The etymology of suborn is, therefore, quite ordinary and straightforward, but it is unusual in that the meaning and patterns of usage have been preserved pretty much unchanged for over two millennia.


Sources:

Anglo-Norman Dictionary, Universities of Aberyswyth and Swansea, 1977–92, s. v. suburner.

Bateson, Mary, ed. Borough Customs, vol. 1, Seldon Society 18, London, 1904, 169–70.

Corpus of Contemporary American English, Brigham Young University, 2019.

Lewis and Short, A Latin Dictionary, Oxford University Press, 1879, s. v. suborno.

Oxford English Dictionary, 3rd edition, June 2012, s. v. suborn, v.

stiff upper lip

17 July 2019

Having a stiff upper lip is considered the quintessential British quality of resolution in the face of adversity.

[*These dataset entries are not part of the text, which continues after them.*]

PR #937, opened 2026-06-22
Integrate TLS wrapper into connection path

trxvorr:
Drive client and backend TLS through the socket-decoupled wrapper, replacing the SSL_set_fd-bound contexts in the auth and pooling paths.

### DIFF
--- a/src/libpgagroal/security.c
+++ b/src/libpgagroal/security.c
@@ -37,6 +37,7 @@
 #include <prometheus.h>
 #include <security.h>
 #include <server.h>
+#include <tls.h>
 #include <tracker.h>
 #include <utils.h>
 #include <utf8.h>
@@ -134,7 +135,6 @@ static int server_signature(char* password, char* salt, int salt_length, int ite
                             unsigned char** result, size_t* result_length);
 
 static bool is_tls_user(char* username, char* database);
-static int create_ssl_client(SSL_CTX* ctx, char* key, char* cert, char* root, int socket, SSL** ssl);
 static int establish_client_tls_connection(int server, int fd, SSL** ssl);
 static int create_client_tls_connection(int fd, SSL** ssl, char* tls_key_file, char* tls_cert_file, char* tls_ca_file);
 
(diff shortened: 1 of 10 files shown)


src/libpgagroal/security.c
```diff
@@ -4461,21 +4470,20 @@ create_ssl_client(SSL_CTX* ctx, char* key, char* cert, char* root, int socket, S
 }
 
 int
-pgagroal_create_ssl_server(SSL_CTX* ctx, char* key_file, char* cert_file, char* ca_file, int socket, SSL** ssl)
+configure_server_ctx(SSL_CTX* ctx, char* key_file, char* cert_file, char* ca_file)
```
jesperpedersen: static ?

src/libpgagroal/security.c
```diff
@@ -4461,21 +4470,20 @@ create_ssl_client(SSL_CTX* ctx, char* key, char* cert, char* root, int socket, S
...
 {
-   SSL* s = NULL;
    STACK_OF(X509_NAME)* root_cert_list = NULL;
 
    if (strlen(cert_file) == 0)
    {
       pgagroal_log_error("No TLS certificate defined");
-      goto error;
+      return 1;
```
jesperpedersen: We use `goto error;`

src/libpgagroal/tls.c
```diff
@@ -144,6 +150,26 @@ pgagroal_tls_free(struct tls* tls)
    free(tls);
 }
 
+void
+pgagroal_tls_set_fd(struct tls* tls, int fd)
+{
+   if (tls != NULL)
+   {
+      tls->fd = fd;
+   }
```
jesperpedersen: And, if `NULL` ?

jesperpedersen (changes requested):

jesperpedersen:
@trxvorr Shouldn't `tls.h` be a layer above `security.h` ? So, most of the `security.c` changes should be in `tls.c` instead

trxvorr:
the pre-existing socket-bound creators pgagroal_create_ssl_server / create_ssl_client still live in security.c, but they now source their config from the tls layer. Did you want those relocated into tls.c as well?

jesperpedersen:
@trxvorr Yes, move them up

fluca1978:
Looks good to me, apart from the code movement requested.

jesperpedersen:
Merged.

PR #944, opened 2026-07-01
[#942] Support backend passwords longer than 256 characters

### LINKED ISSUE #942: Support backend passwords longer than 256 characters (cloud IAM DB-auth tokens)
## Problem

pgagroal caps stored passwords at `MAX_PASSWORD_CHARS = 256` (UTF-8 chars) in a `char password[MAX_PASSWORD_LENGTH]` buffer where `MAX_PASSWORD_LENGTH = 1024` (`src/include/pgagroal.h`). The users-file loader (`pgagroal_read_users_configuration` in `src/libpgagroal/configuration.c`) and `pgagroal-admin` both enforce this and **reject** an over-length entry.

This makes pgagroal unable to front a PostgreSQL instance that uses **cloud IAM database authentication**, where the "password" is a short-lived token far longer than 256 chars:

- **AWS RDS/Aurora IAM auth** tokens are presigned SigV4 URLs, ~1.8 KB (we observed 1874 chars → `Password too long (1874 characters). Maximum allowed: 256 characters.`).
- **Azure AD** and **GCP IAM** access tokens (JWTs) are similar, ~1–4 KB.

## Why it matters

Passwordless / short-lived IAM DB auth is an increasingly common security best practice on managed Postgres (no static DB passwords). A pooler that can't hold these tokens can't sit in front of an IAM-authenticated RDS/Aurora/Azure/GCP database. (The current limit appears to originate from #138, and the UTF-8 char-count from #51 — apologies if there's context we've missed.)

## Candidate approaches (seeking your preference, not presuming)

1. Raise `MAX_PASSWORD_LENGTH` / `MAX_PASSWORD_CHARS` to accommodate ~4 KB credentials.
2. Make the limit compile-time or runtime configurable.
3. A dedicated long-credential path for backend auth, if raising the global buffer is undesirable for memory/DoS reasons.

## Questions before we propose a PR

- Is raising this limit acceptable in principle, and is there a deliberate reason for 256 we should design around?
- Which approach would you accept?
- Are there **other** buffers/paths that also bound effective password length (backend auth-message construction, SCRAM, startup packet) that a fix would need to cover?

Context: we build a managed distribution on top of pgagroal and hit this fronting RDS with IAM auth. Happy to prepare the PR once you confirm the direction you'd accept.

fheikens:
Raises the 256-character backend password limit so pgagroal can front a Postgres backend that uses cloud IAM database authentication, where the "password" is a short-lived token (~1.8 KB for AWS RDS/Aurora IAM, 1-4 KB for Azure AD / GCP).

Follows the direction in #942: raise the limit and clean up the duplicated constant.

## Changes
- **Consolidate + raise the caps** (`pgagroal.h`): `MAX_PASSWORD_LENGTH` 1024 -> 8192, `MAX_PASSWORD_CHARS` 256 -> 2048. Removed the duplicate `MAX_PASSWORD_CHARS` define in `configuration.c` so the header is the single source of truth.
- **Credential-file line buffer**: the users/frontend/admins/superuser/vault readers store `username:base64(AES-256-GCM(password))`. A long token expands under encryption + base64 past the 512-byte `LINE_LENGTH` used for ordinary config lines, so `fgets` would truncate the entry. Those five readers now use a dedicated `MAX_USER_LINE_LENGTH` (16384); `LINE_LENGTH` (and the section-name array that shares it) is unchanged.
- **Backend auth message**: `server_password()` copies the outgoing `PasswordMessage` into the per-connection `security_messages` slot, bounded by `SECURITY_BUFFER_SIZE`. Raised it 1024 -> 16384 so a max-length credential's message fits, and added a bounds check before the copy (mirroring the existing check for the received message) so an over-size message errors instead of overrunning the buffer.

## Memory note
`security_messages` is `NUMBER_OF_SECURITY_MESSAGES x SECURITY_BUFFER_SIZE` per connection, so this raises the per-connection footprint by ~75 KB (5 x 15 KB). If you'd prefer a smaller default I'm happy to make `SECURITY_BUFFER_SIZE` configurable, or to set `MAX_PASSWORD_LENGTH` to 4096 (still covers every known IAM token) with `SECURITY_BUFFER_SIZE` at 8192 - whichever you'd like.

## Tests
Adds `test/testcases/test_password_length.c`:
- accept: an IAM-token-sized (~1.8 KB) password round-trips through the encrypted users file and is stored intact;
- reject: a password beyond the character cap is still refused;
- invariant: `SECURITY_BUFFER_SIZE` holds a PasswordMessage carrying a max-length credential.

close #942

### DIFF
--- a/src/admin.c
+++ b/src/admin.c
@@ -471,9 +471,9 @@ master_key(char* password, bool generate_pwd, int pwd_length, int32_t output_for
                      password = NULL;
                      continue;
                   }
-                  if (char_count > MAX_PASSWORD_CHARS)
+                  if (strlen(password) >= MAX_PASSWORD_LENGTH)
                   {
-                     printf("Master key too long (%zu characters). Maximum allowed: %d characters.\n", char_count, MAX_PASSWORD_CHARS);
+                     printf("Master key too long (%zu bytes). Maximum allowed: %d bytes.\n", strlen(password), MAX_PASSWORD_LENGTH - 1);
                      free(password);
                      password = NULL;
                      continue;
@@ -745,9 +745,9 @@ password:
       password = NULL;
       goto password;
    }
-   if (char_count > MAX_PASSWORD_CHARS)
+   if (strlen(password) >= MAX_PASSWORD_LENGTH)
    {
-      warnx("Password too long (%zu characters). Maximum allowed: %d characters.", char_count, MAX_PASSWORD_CHARS);
+      warnx("Password too long (%zu bytes). Maximum allowed: %d bytes.", strlen(password), MAX_PASSWORD_LENGTH - 1);
       if (do_free)
       {
          free(password);
@@ -796,9 +796,9 @@ password:
          password = NULL;
          goto password;
       }
-      if (verify_char_count > MAX_PASSWORD_CHARS)
+      if (strlen(verify) >= MAX_PASSWORD_LENGTH)
       {
-         warnx("Verification password too long (%zu characters). Maximum allowed: %d characters.", verify_char_count, MAX_PASSWORD_CHARS);
+         warnx("Verification password too long (%zu bytes). Maximum allowed: %d bytes.", strlen(verify), MAX_PASSWORD_LENGTH - 1);
          free(verify);
          verify = NULL;
          if (do_free)
@@ -1060,9 +1060,9 @@ password:
             password = NULL;
             goto password;
          }
-         if (char_count > MAX_PASSWORD_CHARS)
+         if (strlen(password) >= MAX_PASSWORD_LENGTH)
          {
-            warnx("Password too long (%zu characters). Maximum allowed: %d characters.", char_count, MAX_PASSWORD_CHARS);
+            warnx("Password too long (%zu bytes). Maximum allowed: %d bytes.", strlen(password), MAX_PASSWORD_LENGTH - 1);
             if (do_free)
             {
                free(password);
@@ -1108,9 +1108,9 @@ password:
                password = NULL;
                goto password;
             }
-            if (verify_char_count > MAX_PASSWORD_CHARS)
+            if (strlen(verify) >= MAX_PASSWORD_LENGTH)
             {
-               warnx("Verification password too long (%zu characters). Maximum allowed: %d characters.", verify_char_count, MAX_PASSWORD_CHARS);
+               warnx("Verification password too long (%zu bytes). Maximum allowed: %d bytes.", strlen(verify), MAX_PASSWORD_LENGTH - 1);
                free(verify);
                verify = NULL;
                if (do_free)
--- a/src/cli.c
+++ b/src/cli.c
@@ -773,9 +773,9 @@ username:
          warnx("pgagroal-cli: Invalid UTF-8 encoding in password");
          goto done;
       }
-      if (char_count > MAX_PASSWORD_CHARS)
+      if (strlen(password) >= MAX_PASSWORD_LENGTH)
       {
-         warnx("pgagroal-cli: Password too long (max %d characters)", MAX_PASSWORD_CHARS);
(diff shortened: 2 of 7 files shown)


jesperpedersen:
@trxvorr We need a review of this - especially the

```
src/include/pgagroal.h:#define MAX_PASSWORD_LENGTH                      1024
src/include/pgagroal.h:#define MAX_PASSWORD_CHARS                       256
src/libpgagroal/configuration.c:#define MAX_PASSWORD_CHARS 256 /* Maximum UTF-8 characters in password */
```

part... _LENGTH should be enough...

fluca1978:
Is this impacting also the vault in any way?

fheikens:
Thanks both.

@jesperpedersen agreed - `MAX_PASSWORD_LENGTH` is enough. I've dropped `MAX_PASSWORD_CHARS` entirely (latest push): the byte-length limit plus the existing UTF-8 validity checks now cover it, so there's a single limit and the duplicate define is gone. Updated every enforcement site - the five credential loaders, `sasl_prep()`, and the pgagroal-admin / pgagroal-cli / pgagroal-vault password-entry paths (their length messages now report bytes). The minimum-length check is unchanged.

@fluca1978 yes, the vault is covered consistently: `pgagroal_vault_read_users_configuration` uses the same larger line buffer, so it can load a long user credential too, and its `struct user` password buffer grows with `MAX_PASSWORD_LENGTH` (one user, negligible). The vault has no connection pool, so it doesn't touch `security_messages` / `SECURITY_BUFFER_SIZE` - the per-connection memory note doesn't apply to it.

trxvorr:
reviewed the length part and agree MAX_PASSWORD_LENGTH is enough on its own, the char cap was just a redundant second limit and dropping it is fine. UTF-8 validation is still handled separately in sasl_prep so nothing's lost there.

only thing id double check is SECURITY_BUFFER_SIZE at 16384 a max password message is only ~8KB (right?), so 8192 would do and saves some memory per connection.

LGTM otherwise

jesperpedersen:
@trxvorr There are headers too, so we need to calculate the maximum size. However, we should try and have our structs defined in a way where they are cache line aligned

trxvorr:
@jesperpedersen ah you're right. so 16384 makes sense both to fit the header and to stay 64-byte aligned. my bad, scratch that suggestion

fheikens:
@jesperpedersen both points addressed:

- **Constant cleanup** (0768e4c): dropped `MAX_PASSWORD_CHARS` entirely — `MAX_PASSWORD_LENGTH` is now the single password-length limit with one definition in `pgagroal.h`, raised to 8192 bytes to fit cloud IAM DB-auth tokens (AWS RDS/Aurora, Azure AD, GCP). Updated the call sites in `admin.c`/`cli.c`/`configuration.c`/`security.c`/`vault.c` and the `test_password_length` test accordingly.
- **Cross-port**: filed pgexporter/pgexporter#561 and pgmoneta/pgmoneta#1221 for the same longer-token support + constant consolidation, so the three projects stay aligned.

fluca1978:
LGTM, @jesperpedersen can we merge or do you have any other request?

jesperpedersen:
@fluca1978 LGTM
@fheikens Check if documentation need updating as well
@fheikens This need to be cross-ported

fheikens:
@jesperpedersen Checked the docs — no update needed for the length change. No user-facing doc references the backend password length limit (the only "password length" docs are the admin `-l/--length` random-password generator and `rotate_frontend_password_length`, both unrelated), and the change is internal constants only. The cross-port I'll handle separately.

fluca1978:
@fheikens please fix commit message and we can merge

fheikens:
@fluca1978 Squashed into a single commit (1ff69b3) with a message reflecting the final state — MAX_PASSWORD_CHARS is removed rather than raised, MAX_PASSWORD_LENGTH is the single byte limit. Ready to merge.

fluca1978:
merged, thanks @fheikens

But surprisingly, the phrase itself is an American import to Britain.

The phrase first appears in the pages of the newspaper the Massachusetts Spy on 14 June 1815:

I kept a stiff upper lip, and bought [a] license to sell my goods.

Nova Scotian writer and politician Thomas C. Haliburton uses it in his 1837 novel The Clockmaker:

Its a proper pity sich a clever woman should carry such a stiff upper lip.

And it appears in Harriet Beecher Stowe’s 1852 novel Uncle Tom’s Cabin:

“Well, good-by, Uncle Tom; keep a stiff upper lip,” said George.

The earliest British citation in the Oxford English Dictionary isn’t until 1887, when it appears in the newspaper The Spectator.


Source:

Oxford English Dictionary, second edition, 1989, s. v. stiff, adj., n., and adv.